Ja miałam tak jak Ewa, byłam poinformowana, że operacja będzie tego samego dnia co przyjadę i dlatego miałam być na czczo a dokładniej to mój lekarz operujący powiedział mi żebym po prostu zjadła ostatni raz wieczorem dzień przed.
Rano o 9:00 przyjęcie na oddział i niedługo potem operacja (oczywiście po wywiadzie anestezjologicznym).
Jutro miną mi 4 miesiące od operacji i operacji nie żałuję choć nie doszłam po niej do siebie tak szybko jak niektórzy tutaj.

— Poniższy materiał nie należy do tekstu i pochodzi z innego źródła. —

PR #7944, opened 2025-07-17
playground: Added some debug items to the console

witemple-msft:
This PR adds `program`, `host`, and `$$` (a bound typekit -- we don't want to use `$` because it override the browser dev tools' builtin JQuery) to the window object and prints some information about them to the console when the Playground component is mounted.


willmtemple:
image

timotheeguerin (approved):

PR #7960, opened 2025-07-18
Remove warning when LSP cannot find compiler root

### LINKED ISSUE #7958: Invalid warning Unexpected path for serverlib found in playground
```console
services-C9EUyi1Z.js:330  {level: 'warning', message: 'Unexpected path for serverlib found: http://localhost:5173/libs/@typespec/compiler/index.js'}level: "warning"message: "Unexpected path for serverlib found: http://localhost:5173/libs/@typespec/compiler/index.js"[[Prototype]]: Object
```

Image

are those 2 things still needed now that we use the api for initialize

```ts
  compilerRootFolder?: string;
  compilerCliJsPath?: string;
```

timotheeguerin:
fix #7958

Stops logging that warning in the playground

### DIFF
--- a/packages/compiler/src/server/types.ts
+++ b/packages/compiler/src/server/types.ts
@@ -189,8 +189,6 @@ export interface ServerCustomCapacities {
 
 export interface ServerInitializeResult extends InitializeResult {
   customCapacities?: ServerCustomCapacities;
-  compilerRootFolder?: string;
-  compilerCliJsPath?: string;
 }
 
 export interface InitProjectContext {
--- a/packages/compiler/src/server/types.ts
+++ b/packages/compiler/src/server/types.ts
@@ -189,6 +189,8 @@ export interface ServerCustomCapacities {
 
 export interface ServerInitializeResult extends InitializeResult {
   customCapacities?: ServerCustomCapacities;
+  compilerRootFolder?: string;
+  compilerCliJsPath?: string;
 }
 
 export interface InitProjectContext {
--- a/.chronus/changes/remove-dead-code-2025-6-18-19-49-50.md
+++ b/.chronus/changes/remove-dead-code-2025-6-18-19-49-50.md
@@ -1,0 +1,8 @@
+---
+# Change versionKind to one of: internal, fix, dependencies, feature, deprecation, breaking
+changeKind: internal
+packages:
+  - "@typespec/compiler"
+---
+
+Remove dead code in serverlib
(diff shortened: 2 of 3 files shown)


packages/compiler/src/server/types.ts
```diff
@@ -189,8 +189,6 @@ export interface ServerCustomCapacities {
 
 export interface ServerInitializeResult extends InitializeResult {
   customCapacities?: ServerCustomCapacities;
-  compilerRootFolder?: string;
-  compilerCliJsPath?: string;
```
RodgeFu: Any reason to remove them? the compilerCliJsPath is used by our language client in vscode, and we may need the rootFolder in the future. 
https://github.com/RodgeFu/typespec/blob/f8c1ec4755b4d855df049ec31b06c3272eb2bf2a/packages/typespec-vscode/src/tsp-language-client.ts#L134

timotheeguerin: It's logging noise in the playground because it think it's not valid.

Deleted because I didn't see that usage but the main goal was to remove the warning.

Though looking at this feels like it's all info that's already provided with the server-path

RodgeFu: Then can we just remove the warning log? 
Although we can calculate the root and cli entrypoint from the server-path, it also means the client needs to have knowledge about how server/compiler is implemented and how's the files positioned, so I think it's better to limit that coupling when possible for server to do its job and provide these information directly so that client doesn't need to worry about how server works.

timotheeguerin: Yeah we can but that's exactly what server path does. It does need to know the structure of the entrypoints which we have defined explicitly in entrypoints folder.

RodgeFu: Why do you think the server path is exactly used for figuring out **cli.js** entrypoint? I think the server path is used for us to figure out how to start the server. And it can be in several different format like the tsp-server.js or even a simple "tsp-server.cmd" if it's installed globally. It needs not only extra efforts to handle different situation to calculate the correct entrypoint of **cli.js** but also additional knowledge from client to know the relationship between tsp-server.js, cli.js, tsp-server.cmd which is not necessary. Isn't it much easier, clean and accurate for lsp server to just return these information to client when started successfully?

timotheeguerin: If it's installed globally as i talked about before it just doesn't work anyway. The only case that lsp works is when that value is local.
This also I assume just doesn't work with the standalone cli.

timotheeguerin: anyway as said the goal is to remove the warning this was just done because I thought it wasn't used. We can revisit this when this becomes a problem

RodgeFu (approved):

Issue #7715, opened 2025-06-23
Don't modify non-configuration files outside of the generation namespace


mccoyp:
For packages that have a convenience layer, generating code from TSP shouldn't disrupt convenience-layer packaging. For example, in [azure-keyvault-keys](https://github.com/Azure/azure-sdk-for-python/tree/main/sdk/keyvault/azure-keyvault-keys) we emit code into an `azure/keyvault/keys/_generated` namespace -- code outside this namespace is a convenience layer.

Though emitted code is correctly put in the `_generated` namespace, `__init__.py` files outside this folder are modified to remove convenience layer exports. These files should instead be left as-is.

Tangentially related: generation produces an `apiview-properties.json` file at the top level of the package. The references in this file seem to be for generated code though, so we would prefer to not generate this file for a library with a convenience layer.

msyyc:
@mccoyp I make a PR https://github.com/microsoft/typespec/pull/7982 to avoid overwrite your customized __init__ and we will try to release a new version of python emitter as soon as possible.

msyyc:
As for apiview-properties.json, it is generated [by design](https://github.com/microsoft/typespec/blob/6b1c5a82930e2edf81869b72da302b97a340ee59/packages/http-client-python/emitter/src/emitter.ts#L160) for `flavor: azure`. We will discuss about whether to add a flag for user to disable the generation. @iscai-msft for awareness.

PR #7982, opened 2025-07-23
[python] Don't overwrite existing pkgutil init file

msyyc:
fix https://github.com/microsoft/typespec/issues/7715

### DIFF
--- a/packages/http-client-python/generator/pygen/codegen/serializers/__init__.py
+++ b/packages/http-client-python/generator/pygen/codegen/serializers/__init__.py
@@ -153,12 +153,14 @@ class JinjaSerializer(ReaderAndWriter):
             elif client_namespace_type.clients:
                 # add clients folder if there are clients in this namespace
                 self._serialize_client_and_config_files(client_namespace, client_namespace_type.clients, env)
-            elif not self.read_file(exec_path / Path("__init__.py")):
-                # add pkgutil init file if no clients in this namespace and no existing __init__.py file
-                self.write_file(
-                    exec_path / Path("__init__.py"),
-                    general_serializer.serialize_pkgutil_init_file(),
+            else:
+                # add/keep pkgutil init file if no clients in this namespace
+                init_path = exec_path / Path("__init__.py")
+                original_init_content = self.read_file(init_path)
+                init_content = (
+                    original_init_content if original_init_content else general_serializer.serialize_pkgutil_init_file()
                 )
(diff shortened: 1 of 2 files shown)


packages/http-client-python/generator/pygen/codegen/serializers/__init__.py
```diff
@@ -153,8 +153,8 @@ def serialize(self) -> None:
             elif client_namespace_type.clients:
                 # add clients folder if there are clients in this namespace
                 self._serialize_client_and_config_files(client_namespace, client_namespace_type.clients, env)
-            else:
-                # add pkgutil init file if no clients in this namespace
+            elif not self.read_file(exec_path / Path("__init__.py")):
+                # add pkgutil init file if no clients in this namespace and no existing __init__.py file
```
msyyc: I thought about other solutions like add judge logic about whether namespace contains `_generated`. But we can't assume which kind of namespace users may set. Maybe they want namespace like `azure.test.generated` without `_` then the judge logic can't work again.

So the best solution is we don't overwrite the existing pkgutil init file: 
- If  `__init__` is generated by codegen, no need to overwrite it with same content
- If `__init__` is written by users, leave it unchanged.

packages/http-client-python/generator/pygen/codegen/serializers/__init__.py
```diff
@@ -154,11 +154,13 @@ def serialize(self) -> None:
...
-                self.write_file(
-                    exec_path / Path("__init__.py"),
-                    general_serializer.serialize_pkgutil_init_file(),
+                # add/keep pkgutil init file if no clients in this namespace
+                init_path = exec_path / Path("__init__.py")
+                original_init_content = self.read_file(init_path)
+                init_content = (
+                    original_init_content if original_init_content else general_serializer.serialize_pkgutil_init_file()
                 )
+                self.write_file(init_path, init_content)
```
msyyc, line 163: I thought about other solutions like add judge logic about whether namespace contains `_generated`. But we can't assume which kind of namespace users may set. Maybe they want namespace like `azure.test.generated` without `_` then the judge logic can't work again.

So the best solution is we don't overwrite the existing pkgutil init file: 
- If  `__init__` is generated by codegen, no need to overwrite it with same content
- If `__init__` is written by users, leave it unchanged.

tadelesh (approved):

PR #7992, opened 2025-07-23
[http-client-python] import mixin operations from init file

iscai-msft:
When we made mixin operations private, we updated all of our imports to import from the exact file it was generated in, instead of from the `operations` module. This makes patch changes to the mixin operation class via `operations/_patch.py` lose their effect, and was an unintended consequence. This PR fixes that, importing mixin operation classes from `operations/__init__.py` so patch changes still take effect


lmazuel (approved):
TBH, I don't understand the PR, I'm in trust mode :)

msyyc:
generated code meet expectation of this PR https://github.com/Azure/autorest.python/pull/3135

PR #7993, opened 2025-07-23
Extensible enum generation

timotheeguerin:
Match generation of extensible enums form c# client emitter https://github.com/Azure/azure-sdk-for-net/blob/main/sdk/datadog/Azure.ResourceManager.Datadog/src/Generated/Models/ProvisioningState.cs

### DIFF
--- a/.chronus/changes/cs-extensible-enums-2026-1-12-13-32-47.md
+++ b/.chronus/changes/cs-extensible-enums-2026-1-12-13-32-47.md
@@ -1,0 +1,8 @@
+---
+# Change versionKind to one of: internal, fix, dependencies, feature, deprecation, breaking
+changeKind: feature
+packages:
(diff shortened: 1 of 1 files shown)


markcowl (commented):
I am assuming this is primarily for service generation. This looks fine as a definition, but I have to ask about the reason we want it.  In the case of enums that can change between api-versions, the service presumably has perfect knowledge at any snapshot in time of what enum values are allowed.

In the case of truly open unions, I'm not sure how much benefit we get from this, rather than just using strings.

If this is for client and service usage, then this seems fine.

timotheeguerin:
This was more to get parity to some of the client construct as the mcp generation is kinda in between service and client with the http bridge. 

This doesn't force you in anwyway to use it for your enums/union but gives the option. Service might also want this in scenario where it is actually an extensible enum regardless of versioning

PR #7994, opened 2025-07-23
[python] add `generation-subdir` flag

iscai-msft:


packages/http-client-python/generator/pygen/codegen/serializers/__init__.py
```diff
@@ -101,13 +101,13 @@ def keep_version_file(self) -> bool:
             return True
         # If the version file is already there and the version is greater than the current version, keep it.
         try:
-            serialized_version_file = self.read_file(self.exec_path(self.code_model.namespace) / "_version.py")
+            serialized_version_file = self.read_file(self.code_model.get_generation_dir(self.code_model.namespace) / "_version.py")
```
msyyc: 1. Please regenerate in autorest.python to make sure the change doesn't influence current logic
2. it is better to add similar test case as keyvault in autorest.python repo to avoid rollback.

msyyc:
PR looks good to me. Please make sure your related PR https://github.com/Azure/autorest.python/pull/3139 also pass CI.

PR #7999, opened 2025-07-24
Optional use dependency

### LINKED ISSUE #3020: Remove `@useDependency` requirement for libraries
As we have decided that doing versioning in a library is leading to some very complex and confusing use, having to keep doing that is not a great solution.

We cannot remove the versioning of libraries without making it a breaking change(Removing the versions) but we might be able to stop requiring the use of `@useDependency`. Meaning it would always pick the latest version in that case.

timotheeguerin:
fix #3020 

typespec-azure with azure-specs repo check https://github.com/Azure/typespec-azure/pull/3057


markcowl (commented):
This looks great.  I wonder how much the cache will improve performance in some complex specs.  I think we probably need to try this against the specs repo to ensure thare aren't any weird side-effects

timotheeguerin:
> This looks great. I wonder how much the cache will improve performance in some complex specs. I think we probably need to try this against the specs repo to ensure thare aren't any weird side-effects

I doin't think the cache will do anything, that was something used just for the validation before so didn't need to be cached.

PR #8006, opened 2025-07-25
[Python] Ensure necessary model imports

pvaneck:
Internal models still get `__init__` overloads and still need the necessary imports. This changes the conditional check to use `need_init` which is more appropriate.

This fixes the cases where all models are internal and `Mapping` and `overload` imports are missing in the generated `_models.py` file.

### DIFF
--- a/packages/http-client-python/generator/pygen/codegen/serializers/model_serializer.py
+++ b/packages/http-client-python/generator/pygen/codegen/serializers/model_serializer.py
@@ -266,7 +266,7 @@ class DpgModelSerializer(_ModelSerializer):
                     )
             if model.is_polymorphic:
                 file_import.add_submodule_import("typing", "Dict", ImportType.STDLIB)
-            if not model.internal and self.init_line(model):
+            if self.need_init(model):
                 file_import.add_submodule_import("typing", "overload", ImportType.STDLIB)
                 file_import.add_submodule_import("typing", "Mapping", ImportType.STDLIB)
                 file_import.add_submodule_import("typing", "Any", ImportType.STDLIB)


msyyc:
@pvaneck After CI pass, please follow https://gist.github.com/msyyc/98b366435dbb2cf6a927074efe4b1f47 to create related PR in autorest.python repo to make sure this PR brings no bad impact for downstream emitter.

.chronus/changes/typespec-internal-model-imports-2025-6-25-1-29-21.md
```diff
@@ -0,0 +1,8 @@
+---
+# Change versionKind to one of: internal, fix, dependencies, feature, deprecation, breaking
+changeKind: fix
+packages:
+  - "@typespec/http-client-python"
+---
+
+[Python] Ensure necessary typing imports for internal models
```
timotheeguerin: you shouldn't keep the scope here that shows up in your changelog after

pvaneck: Thanks, updated.

msyyc:
Hi @pvaneck there is no code diff in https://github.com/Azure/autorest.python/pull/3152. Could you share the context or real service case that this PR tries to fix?

pvaneck:
Hey, @msyyc. I encountered the problem when constructing TypeSpec for the Azure.Monitor.Query service. This has a single operation, and in client.tsp, I have the operation marked as [internal](https://github.com/Azure/azure-rest-api-specs/blob/main/specification/monitor/Monitor.Query.Metrics/client.tsp#L48). This makes the associated models internal as well.

After emitting the Python, the generated `_models.py` was missing imports for `Mapping` and `overload` which were used throughout the code, causing a bunch of errors.

msyyc (approved):

PR #8015, opened 2025-07-25
Remove unnecessary null conditional in model factory methods

JoshLove-msft:


packages/http-client-csharp/generator/Microsoft.TypeSpec.Generator/src/Providers/ModelFactoryProvider.cs
```diff
@@ -345,7 +345,8 @@ private static IReadOnlyList<ValueExpression> GetCtorArgs(
                 {
                     if (IsNonReadOnlyMemoryList(factoryParam))
                     {
-                        expressions.Add(factoryParam.NullConditional().ToList());
+                        // non-ReadOnlyMemory lists are already initialized to a non-null value
```
christothes: Does this imply that ROM lists still need the null conditional or are they handled differently?

JoshLove-msft: They are handled differently. I can remove this comment as it is confusing.

PR #78, opened 2020-07-06
Add download command

wjhsf:
Added new `raml-toolkit download` command. Accepts the following flags:

| Flag | Char | Env Var | Default | Description |
| --- | --- | --- | --- | --- |
| `--search` | `-s` | `EXCHANGE_SEARCH` | `'category:"CC Visibility" = "External"'` | Search query to filter results from Exchange |
| `--deployment` | `-D` | `EXCHANGE_DEPLOYMENT` | `"production"` | Deployment status to filter results from Exchange |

Jestem już po rehabilitacji prywatnej, potem załapałam się na cito na państwową i teraz czekam na kolejną państwową. Niestety w międzyczasie dbając o kręgosłup i nie schylając się po nic tylko kucając uszkodziłam sobie kolana i teraz to ten ból i ten problem spędza mi sen z powiek, czuję się jakby miała dejavu sprzed paru miesięcy, znowu szukam pomocy i latam po lekarzach.
Anja 2013-05-20, 21:51
Czuje , że ze mna bedzie podobnie jak z Tobą Anju rano mam być oprzec 8 więc będę na czczo pobiora wyniki na krew rozmowa z anastazjologiem i operacja. To duzy szpital w Szczcinie nastawieni na tego typu operacje, czyli idzie to hurtowo.Wstalam dzisiaj nareszcie wyspana wzięlam tableteczkę wieczorem przed snem .Teraz zaczynam szykować co mam zabrac ze soba do tego szpitala . Może podpowiecie mi.
Anula 2013-05-21, 08:15
Anula, ja wzięłam: kapcie (klapki - żeby były od razu do łazienki), szlafrok, piżamę, ręcznik mały i duży, kosmetyki, telefon i książkę, której ostatecznie nawet nie zdążyłam dotknąć ;) Miałam też swoje sztućce i kubek ale u mnie okazało się, że szpital wszystko dawał więc nie było potrzeby mieć swoich. Sam szlafrok zajął pół torby więc jechałam z paroma rzeczami a w dużej torbie podróżnej. W sumie nic specjalnego nie trzeba mieć, ot takie podstawy żeby przetrwać te 2-3 dni :) Trzymaj się, będzie dobrze :)
Anja 2013-05-21, 08:38
Mowia , ze dlugo nie mozna siadac po operacji kregoslupa ledzwiowego. Zastanawia mnie droga powrotna do domu ze szpitala to ok 100km samochodem jak ją zniosę
Aha i jeszcze tak myśle , ze chyba zabiore ze soba spodnie dresowe nawet wygodniej będzie mi w nich jechać tyle km w samochodzie nigdzie nie będą mnie uciskać jak myślicie?
Anula 2013-05-21, 09:10
Anula a Ty sama będziesz jechać autem, czy Cię ktoś przywiezie?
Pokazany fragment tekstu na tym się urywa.